What is a “Sale”? • UCC Article 2 applies to the “sale of goods.” A “sale” is the passing of title of “goods” to/from a “merchant” (seller or buyer) for a price (money, goods, services,etc). • “Goods” are tangible and movable. • A “merchant” has special business expertise and is not a casual buyer/seller.
What is a “Good”? • A good is both tangible and movable. • UCC does not apply to real estate unless there is a “good” that can be severed by the Seller. If the good is severed by the Buyer, then UCC does not apply. • Generally contracts for services are not considered goods.
What is a “Merchant”? • Generally UCC 2 applies to all buyers of sellers of goods. • In some instances, sales by/for a merchant imposes special duties. • A Merchant: • Deals in goods of the kind being sold. • Holds himself out with special knowledge or skills. • Is employed as a broker or agent in a transaction. • Case 10.1 Hammer v.

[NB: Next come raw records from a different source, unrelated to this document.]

PR #34, opened 2021-10-08
Changes to make Fedora more similar to CentOS scripts

tachoknight:
This PR makes the Fedora scripts more similar to the CentOS one. I moved patch files to a separate directory, incorporated Ninja as part of the build and removed it from the build requirements, and updated the README file to incorporate the changes.


tomerd:
seems good to me, consider maybe jumping straight to the docker-compose setup?

PR #36, opened 2021-10-08
improve docker setup

shahmishal:
Reverts apple/swift-installer-scripts#35


tomerd:
ci would need to be changed to do the following:

```
cd <path>
# update the base image if needed
docker-compose build --pull
# build the package in <path>/.output
docker-compose run build
```

PR #37, opened 2021-10-12
Update the README with Linux package / installer info (RPM/DEB)

shahmishal:


shahmishal:
cc: @tomerd @tachoknight @futurejones @compnerd 

I am planning on creating the bugs.swift.org tickets to track the work after we review the README.

tomerd (approved):

README.md
```diff
@@ -25,6 +25,71 @@ swift-installer-scripts
...
+- [ ] SR-### Setup CI to build the deb package
+- [ ] SR-### Code sign package with swift.org certificate
+- [ ] SR-### Host the deb package on swift.org
+- [ ] SR-### Host the deb repository on swift.org
+- [ ] SR-### Verify the deb package and repository
+- [ ] SR-### Update swift.org download page
+- [ ] SR-### Work with official repositories to accept package specs
+
+*For each platform, we will start with Ubuntu 20.04
+
```
tomerd, line 92: should we add task(s)
to update swift.org install page for the available packages?

README.md
```diff
@@ -25,6 +25,71 @@ swift-installer-scripts
...
+  * Support all officially supported Linux platforms
+  * Code signed by swift.org certificate
+  * Repository hosted on swift.org
+* Step 3. Offer the native packages / installer through official repositories
+for the various platforms
+  * Work with official repositories to accept package specs
+  * Deprecate swift.org packages / installer repository
+* Step 4. Deprecate swift.org Linux tarballs
+
+### Package Info
```
tomerd, line 47: @futurejones @tachoknight @compnerd please review and see if you have any feedback on the suggested metadata here (this is a draft)

README.md
```diff
@@ -25,6 +25,71 @@ swift-installer-scripts
            └ ...
 ~~~
 
+## Linux Packages (RPM/Deb)
```
tomerd, line 28: few other things we need to agree on and document are:
1. package for development (full toolchain) vs. package for runtime (supporting libraries for swift applications)
2. location  of the swift binaries. eg do we go in /opt or /user
3. how would we version the packages, especially in light of lack of stable abi on linux? is minor version and being careful with patch versions enough, or should we issue a package per patch version?

tomerd: cc @futurejones @tachoknight @compnerd @lukasa @weissi @millenomi

shahmishal: > package for development (full toolchain) vs. package for runtime (supporting libraries for swift applications) 
We should have two packages: 
* `swiftlang` - contains both the compiler and runtime 
* `swiftlang-runtime` - contains only runtime

However, we should focus on `swiftlang` first and work on `swiftlang-runtime` after we have setup `swiftlang`. 

>how would we version the packages, especially in light of lack of stable abi on linux? is minor version and being careful with patch versions enough, or should we issue a package per patch version?

We should use the full version including the patch version until we are ABI stable on Linux platform.

futurejones: > We should use the full version including the patch version until we are ABI stable on Linux platform.

Even after ABI stability, patch versions will still be needed otherwise `apt update && upgrade` will not pull down and install the latest available version. e.g. updating from `5.4.2` to `5.4.3`.

shahmishal: > > We should use the full version including the patch version until we are ABI stable on Linux platform.
> 
> Even after ABI stability, patch versions will still be needed otherwise `apt update && upgrade` will not pull down and install the latest available version. e.g. updating from `5.4.2` to `5.4.3`.

Agree, the version has to fully match with swift release.

Tom is asking regarding the version number in the path/binary name. In other words, how do we want to handle multiple Swift version on the same system? 

For example: 
/usr/bin/swift-5.4.3 
/usr/lib/swift-5.4.3/

`update-alternatives --install /usr/bin/swift swift /usr/bin/swift-5.4.3 100`

tachoknight: > > 1. location of the swift binaries. eg do we go in /opt or /usr
> 
> With deb packages I have found using the `/usr` directory works best for addressing conflicts with existing native installs such as `clang`, `llvm`, `lldb` , `libicu` etc. It also makes it quick and simple to create the deb packages from the existing swift.tar.gz files as they are already using `/usr`.

For the "official" RPM for Fedora I put the entire toolchain in `/usr/libexec/swift` and symlink `swift`, `swiftc`, and `sourcekit-lsp` into `/usr/bin`; this keeps the Swift `clang` and `lldb` out of the path and `libexec` is generally regarded as a place to store programs meant to be called by other programs, so I figured that was the best place for the entire Swift toolchain, while preserving the `/usr /lib etc` structure that the toolchain expects.

tachoknight: > few other things we need to agree on and document are:
> 
> 2. location  of the swift binaries. eg do we go in /opt or /usr

FYI, for Fedora no package may be installed in `/opt` from an "official" RPM as matter of policy.

> 3. how would we version the packages, especially in light of lack of stable abi on linux? is minor version and being careful with patch versions enough, or should we issue a package per patch version?

I take the approach of packaging each `-RELEASE` version, regardless of major or minor versions.

shahmishal: Summary: 

- Multiple packages: We should handle this after we get all of the `swiftlang` RPM/Debs configured. `swiftlang` will contain both compiler and the runtime. 
- Location: We need to decide between` /usr/libexec/ ` vs ` /usr/`, because /opt is not valid option for Fedora. 
- Multiple versions on the system: We should revisit this in the future. 

@tomerd @tachoknight @futurejones @Lukasa I would like to merge this PR, however we need to decide on the install location.

stevapple: > * Location: We need to decide between`/usr/libexec/` vs ` /usr/`, because /opt is not valid option for Fedora

I don’t know about RedHat-based distros very much, but on Debian-based distros `/opt` is far more suitable than the other two. And according to @tachoknight ’s explanation I would suggest `/usr/libexec` for Fedora/CentOS.

Could we have these two different paths for different distros?

futurejones: @tomerd @shahmishal 
> * Location: We need to decide between/usr/libexec/ vs /usr/, because /opt is not valid option for Fedora

There is a big missing part in this discussion about the location the installation. The first question should be why?
The correct location for the swift install is `/usr`.
This should not be up for debate.
The reason why we are discussing it is because of conflicts caused by the inclusion of other packages in the swift toolchain.
So the entire reason for moving the install location from `/usr` is a work around to fix problems caused by the current state of the swift toolchain.
The main problems are caused by the inclusion of the entire llvm-project, icu and an erroneous python-six file.
The current conflicting packages are - 

- clang
- llvm
- lld
- lldb
- libicu
- python-six

There may be more which haven't been found yet.

Without these conflicts there would be no reason to install swift anywhere other than `/usr`

The solution should not be to just hide everything in a separate directory and forget about it. 
Ideally we should be separating out all the different packages and using the native versions where possible. 
Where not, a custom version can be built and included in the `swift repository`.
The swift package deb/rpm would then include this custom version as a dependency in the spec/control file. 

In the short term there is a `replaces` feature which allows the included packages in the swift install to replace any existing conflicting packages.
This is the best short term solution and will it allow a staged separation of packages over time without changing the user installation experience.

In regard to the current location choices, while both locations will technically work, I feel that neither should be used.
`/opt` - this is not what this location is designed for. 
`/libexec` - should only be used for applications which are not being directly accessed by the user.

futurejones: @tachoknight was there a particular reason why you couldn't replace the installed version of `lldb` with the swift version?

shahmishal: Propose we setup a meeting to discuss this, and figure out the next steps. @futurejones @tachoknight @compnerd @Lukasa @weissi @millenomi @stevapple @tomerd. 

We have Engineering Operations Sync meeting Oct 15th 2021 at 10:30am PST, If you are interested in joining please let me know I will send you the Webex info.

compnerd: I believe that `/opt` is the right place for the swift packages to install to for the forseeable future.  Until the llvm-project conflict is resolved, we have a conflict with a large number of packages.  By placing the package into /opt, we can have co-installation of the packages and the user can simply alter the path to get either the swift packages or the system packages for clang and the rest of the binary tools from llvm.  I don't think that the llvm-project fork is something that will be resolved in a month or so, so, for that duration we should prefer /opt as if Swift was a binary package that was shipped by a vendor.  Once the llvm-project fork issue has been resolved, we could easily work to split up the toolchain into separate clang/llvm/lld/lldb packages and provide newer versions of the package as dependencies for Swift.  At that time, we would have a natural motivation and point for transitioning from `/opt` to `/usr`.

README.md
compnerd: I think that we should consider the renaming policy for Debian: https://wiki.debian.org/RenamingPackages.  It may still be possible to use swift as the package name.  While it is common for some languages (e.g. go) to use the lang suffix, it generally goes by golang and rather than go.  Rust does something similar: rust is the package name and provides an uber package (rust-all) for installing all the pieces together.

README.md
shahmishal: Summary from the meeting we had today, we will need to have a follow up meeting. 

Attendees: @tomerd @tachoknight @compnerd @shahmishal 

Location:
Option 1: Diverge the install location between platform to best fit the platform requirements. 
    - symlink the toolchain into /usr/ to avoid conflicting with llvm.org binaries.
Option 2: Install in /usr and rename llvm-project binaries (example: swift-lldb/lldb-swift ...) 
Option 3: Install in /opt however this will not for work fedora, and we will still have issue with llvm-project binaries. 

We did not get to the discussion about multiple version or multiple packages (runtime vs full package). 

@tomerd @tachoknight @compnerd feel free to add anything I missed.

stevapple: I would prefer Option 1 — Until we finally manage to separate out all the dependencies.

---

For multiple versions and packages,

```
swiftlang
 -> swiftlang5
     -> swiftlang5.6
         -> swiftlang5.6-runtime
         -> swiftlang5.6-...
         -> ...
```

may be a possible naming convention. This will allow user to keep any `x.y` releases of Swift, or to keep up with the latest toolchain.

tachoknight:
I'd suggest the forums; it's pretty easy to get lost in GitHub's PR interface, and the discussion may span multiple PRs.

PR #38, opened 2021-10-14
add amazon linux 2 spec

tomerd:
motivation: support amazon linux 2

changes: add RPM spec file and supporting machinary for amazon linux 2


tomerd:
@shahmishal this is ready

PR #50, opened 2021-11-02
Add Deb package convention

stevapple:
A few points to mention:
- Apt has native support for `release+branch`, so the repos are better arranged in `OS` instead of `OS_VERSION`. This is different from `yum`.
- The conventional path for the package is too awkward for manual downloads.
  - A usual solution is to provide the package through symbolic links (3xx redirection?).
- Apt has a different naming convention from Swift.
  - For OS version, code names like `focal` are **preferred** over `20.04` and `2004`. 
  - For Arch, `amd64` and `arm64` are **used** instead of `x86_64` and `aarch64`.

### DIFF
--- a/README.md
+++ b/README.md
@@ -82,13 +82,17 @@ Repository configuration: `/repo/<OS>/dists/<OS_VERSION>/swiftlang.list`
 ```
 /repo/centos/releases/8/x86_64/swiftlang-5.5.0-1.el8.x86_64.rpm
 /repo/centos/releases/8/aarch64/swiftlang-5.5.0-1.el8.aarch64.rpm
+/repo/ubuntu/pool/main/s/swiftlang/swiftlang-5.5.0-1-focal_amd64.deb
+/repo/ubuntu/pool/main/s/swiftlang/swiftlang-5.5.0-1-focal_arm64.deb
 ```
 
 * **Package URL:**  
 https://download.swift.org/repo/centos/releases/8/aarch64/swiftlang-5.5.0-1.el8.aarch64.rpm
+https://download.swift.org/repo/ubuntu/pool/main/s/swiftlang/swiftlang-5.5.0-1-focal_arm64.deb
 
 * **Repository configuration file URL:**  
 https://download.swift.org/repo/centos/releases/8/swiftlang.repo
+https://download.swift.org/repo/ubuntu/dists/focal/swiftlang.list
 
 ## Tasks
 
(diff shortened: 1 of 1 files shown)


shahmishal:
cc: @tomerd @compnerd @futurejones @tachoknight

compnerd:
Yeah, I agree with @stevapple here.  The layout being documented here seems far more reasonable for Debian style packaging.  The output structure is what apt actually expects, so that is not under our control.  We should adhere to the package format style (using the codename/arch spellings).  The only thing I would have done differently is split out the typo corrections into a pre-commit that could've gone in without any conversation.

stevapple:
> The only thing I would have done differently is split out the typo corrections into a pre-commit that could've gone in without any conversation.

Split out #51 √

shahmishal:
looks good to me!

futurejones:
The comments about arch type `amd64`, `arm64` and os_version `focal` not `20.04` naming for deb packages are correct. 

Naming the `package structure/url` as in `repo/ubuntu/pool/main/s/swiftlang/` etc is unnecessary as these directories and other will be automatically created when the actual repository is set up.
Package files will never be manually added to these directories in the repository. They will be added using the standard debian repository setup and maintenance tools.

A standard apt repository contains the following directories - `conf`, `db`, `dists`, `lists` and `pool`. The only directory that needs to be manually created is `conf` which contains repository `distributions` file.

If we are just talking about the location of packages for manual download on `https://download.swift.org/` then we should not be using `/pool/main/s/swiftlang/`.
A simpler location such as `https://download.swift.org/ubuntu/focal/<package-name>` would be more appropriate.
or 
`https://download.swift.org/ubuntu/focal/releases/amd64/<package-name>`,
`https://download.swift.org/ubuntu/focal/releases/aarch64/<package-name>`,
`https://download.swift.org/ubuntu/focal/dev/amd64/<package-name>`,
`https://download.swift.org/ubuntu/focal/dev/aarch64/<package-name>`,
 if you want to separate arch types and  release / snapshots etc.

`.list` files such as `swiftlang.list` are not repository configuration files. They do not live in the `dists` directory as suggested here `repo/ubuntu/dists/focal/swiftlang.list`. The correct location for `.list` files is in the `/etc/apt/sources.d/` directory.

The creation and installation of a `.list` file would normally be done by the repository installation script. The content of the `.list` file is just a `web url` and is dependent on the system OS_version and which repository section they wish to access.

compnerd:
I would say that the arch should be something to keep in place and the snapshots.  There is something to be said for the simplicity of having the results be directly hostable, but I am not tied to it.  For the URL, I suspect that path rewriting might be an option.

PR #57, opened 2021-11-16
libsqlite is pre-installed on Amazon Linux 2, removing it from requires

shahmishal:


tomerd (approved):

compnerd:
@tomerd I think that this isn't the right way to handle this.  While it may be pre-installed, the package should include it in the dependencies so that the package manager has the correct reference count on the dependency.

tomerd:
@compnerd we agree in principle. the issue here is documented in https://forums.swift.org/t/run-swift-on-al2-device/47494 which seems to be a bug in AL2 which has it pre-installed but dont recognize it as a package

futurejones:
@tomerd @compnerd @shahmishal 
The main issue here is that the package `libsqlite` is not available in amazon-linux 2. 
This is not a bug, the package has a different name, it is called `libsqlite3x`.
`sqlite` is installed by default on AWS amazon-linux 2 instances and also in the amazon-linux 2 docker images and `sqlite` includes the package `libsqlite3x`.
If you want to keep libsqlite as a dependency then the correct package is `libsqlite3x`.

tomerd:
thanks @futurejones - @shahmishal I suggest we add it back with the right name. we should also update our docker image accordingly

bmoffatt:
`sqlite` would be the right package name, it's this package that provides the `.so`

```
$ docker run public.ecr.aws/amazonlinux/amazonlinux:2 rpm -qal sqlite
/usr/bin/sqlite3
/usr/lib64/libsqlite3.so.0
/usr/lib64/libsqlite3.so.0.8.6
/usr/share/doc/sqlite-3.7.17
/usr/share/doc/sqlite-3.7.17/README
/usr/share/man/man1/sqlite3.1.gz
```

tomerd:
@shahmishal ^^

futurejones:
@tomerd , @bmoffatt is correct the correct package should be `sqlite`.
I was looking for a replacement for the missing `libsqlite` package. The only available libsqlite package is `libsqlite3x`.
But this is not needed as `sqlite` already includes `libsqlite`.

shahmishal:
https://github.com/apple/swift-installer-scripts/pull/60

PR #63, opened 2021-11-29
Update the swift version to 5.5.1

shahmishal:


platforms/Linux/RPM/Fedora/rawhide/swiftlang.spec
```diff
@@ -9,7 +9,7 @@
 %global ninja_version 1.10.2
 
 Name:           swiftlang
-Version:        5.5
+Version:        5.5.1
```
tomerd, line 12: @shahmishal could we consolidate t6he fedora setup to be like the rest of the RPMs so that we dont need to repeat this everywhere?

shahmishal: Yes, we should I will look into this.

PR #70, opened 2022-01-31
Windows: shuffle files in the MSI packaging

compnerd:
This shuffles the swift-driver from devtools to toolchain, replacing the
driver from the swift repository at packaging time.  This is required to
be this way to support bootstrapping and more importantly, to reduce the
overall build times for the toolchain (OSS builders are perilously close
to the time limit, and would fail to build with swift-driver in the same
build).  The toolchain MSI is meant to contain everything that is needed
for building a program manually with the compiler.  This should allow us
to migrate to swift-driver as the official Windows driver.

### DIFF
--- a/platforms/Windows/devtools.wxs
+++ b/platforms/Windows/devtools.wxs
@@ -67,23 +67,6 @@
       </Component>
       <?endif?>
 
-      <!-- llbuild -->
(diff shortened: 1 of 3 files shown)


compnerd:
@swift-ci please test

shahmishal (approved):

PR #72, opened 2022-02-23
Windows: add SwiftSyntaxCDataTypes.h to the toolchain

compnerd:
This repairs the toolchain manifest after apple/swift#39441 which split
the header into two files.  This ensures that both halves are packaged.


compnerd:
CC: @ahoppen

shahmishal (approved):

ahoppen:
Sounds reasonable to me.

PR #77, opened 2022-02-28
Add support for Swift version in the dir, and bump the version to Swi…

shahmishal:
…ft 5.5.3


shahmishal:
We still need to migrate Fedora over to using metadata file and docker compose.

PR #80, opened 2022-03-10
Update the RPM spec files to support release/5.6

shahmishal:


shahmishal:
cc: @tachoknight @tomerd @futurejones 

As we are getting closer to releasing Swift 5.6, I updated the spec files to include new repos and drop patch file. 

@tachoknight Did you get a chance to look into using metadata file for Fedora?

platforms/Linux/RPM/Fedora/34/swiftlang.spec
```diff
@@ -1,41 +1,61 @@
 %global debug_package %{nil}
 %global linux_version fedora
-%global swifttag 5.5.3-RELEASE
-%global swiftbuild swift-source
+%global swift_version 5.6-RELEASE
```
tomerd, line 3: should we name these 5.6.0? this could be better IMO since otherwise people will install 5.6 and not get updates?

platforms/Linux/RPM/metadata.inc
```diff
@@ -1,20 +1,26 @@
 # package metadata
 
 %global package_name      swiftlang
-%global package_version   5.5.3
+%global package_version   5.6
```
tomerd, line 4: see above re. 5.6.0 vs 5.6

tomerd (commented):
cool. one question / discussion point re. versioning of .0 releases

platforms/Linux/RPM/Fedora/34/swiftlang.spec
shahmishal: For Docker we are already tagging 5.6.0, we can do the same here.

shahmishal: I will update `%global package_version   5.6` to `%global package_version   5.6.0` and in the future we can update the swift tag scheme to include `.0`

shahmishal: Updated to use 5.6.0 package_version.

platforms/Linux/RPM/Fedora/34/swiftlang.spec
```diff
@@ -1,41 +1,62 @@
...
+%global swift_atomics_version 1.0.2
+%global swift_collections_version 1.0.1
+%global swift_numerics_version 1.0.1
+%global swift_system_version 1.1.1
+%global swift_nio_version 2.31.2
+%global swift_nio_ssl_version 2.15.0
 
 Name:           swiftlang
-Version:        5.5.3
+Version:        5.6.0
```
shahmishal, line 20:
```suggestion
Version:        %{package_version}
```

tomerd (approved):

tomerd:
nice 🚀

tachoknight:
I tried to build on Fedora 35 with the spec file but there's a couple of issues, one is minor and I created [this PR](https://github.com/apple/swift-installer-scripts/pull/84) to fix it. The build doesn't currently work with the latest tag (5.6-DEVELOPMENT-SNAPSHOT-2022-03-02-a) so I guess I'll wait till 5.6 is released to make sure it builds.

shahmishal:
> I tried to build on Fedora 35 with the spec file but there's a couple of issues, one is minor and I created [this PR](https://github.com/apple/swift-installer-scripts/pull/84) to fix it. The build doesn't currently work with the latest tag (5.6-DEVELOPMENT-SNAPSHOT-2022-03-02-a) so I guess I'll wait till 5.6 is released to make sure it builds.

Thank you for the fix!

PR #81, opened 2022-03-11
update RPM specs dependencies

tomerd:
motivation: static linking required the development version of libxml2 and libcurl

changes: include libxml2-devel and libcurl-devel which are needed for static linking


tomerd:
@shahmishal @drexin

shahmishal (approved):

PR #91, opened 2022-03-20
windows: update toolchain manifest for swift-argument-parser

compnerd:
Enable statically linking the swift-argument-parser library
SwiftArgumentParserToolInfo into SwiftAgumentParser as there is only a
single user of the library.


compnerd:
This will require some additional coordination before merging: we need a new tagged version of apple/swift-argument-parser with apple/swift-argument-parser#424 and then we need to bump the update-checkout-config.json in apple/swift.

shahmishal (approved):

PR #97, opened 2022-03-29
WiX: only setup SDKROOT for native platform

compnerd:


platforms/Windows/sdk.wixproj
```diff
@@ -56,6 +56,10 @@
   </Target>
 
   <ItemGroup>
+    <WixExtension Include="WixUtilExtension">
```
wjk, line 59: This doesn’t look like it is used.

compnerd: IIRC, I needed it for the platform computation.

compnerd:
While this would be nice, the SDKs are co-installed to the same location, so I'm just going to close this for now.

PR #98, opened 2022-03-29
WiX: restructure XCTest in SDK

compnerd:
The rest of the Windows setup is properly configured for multiple
parallel SDKs and versions.  However, the XCTest import library (which
would not be a problem if all SDKs were guaranteed to be installed and
we did some pre-processing before building the MSIs) and more
importantly the runtime DLL for all architectures is in a singular
location.  This would be a problem for installing multiple SDKs for the
same platform but multiple architectures.  Now that we are getting
closer to the multi-architecture cross-compiling details being
finalized, we need to repair this oversight.

This breaks the layout and compatibility with older toolchains.
However, it is something that the user _could_ workaround if they are
sufficiently motivated (it requires additional flags to be explicitly
specified).  An associated change to SPM enables this use of layout.


compnerd:
This is associated with apple/swift-package-manager#4266.  That is merged so this should be compatible with a SPM building whenever this gets merged.

shahmishal (approved):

Thompson (2006).
Scope of Article 2A-Leases • Contract for lease of personal goods between a lessor and a lessee. • Consumer Leases (primarily for family or personal use). • Finance Leases (involves a 3rd party-supplier).
Formation of Sales and Lease Contracts • At common law once a valid offer is unequivocally accepted, a binding contract is formed. • UCC is more flexible, and allows for open pricing, payment, and delivery terms.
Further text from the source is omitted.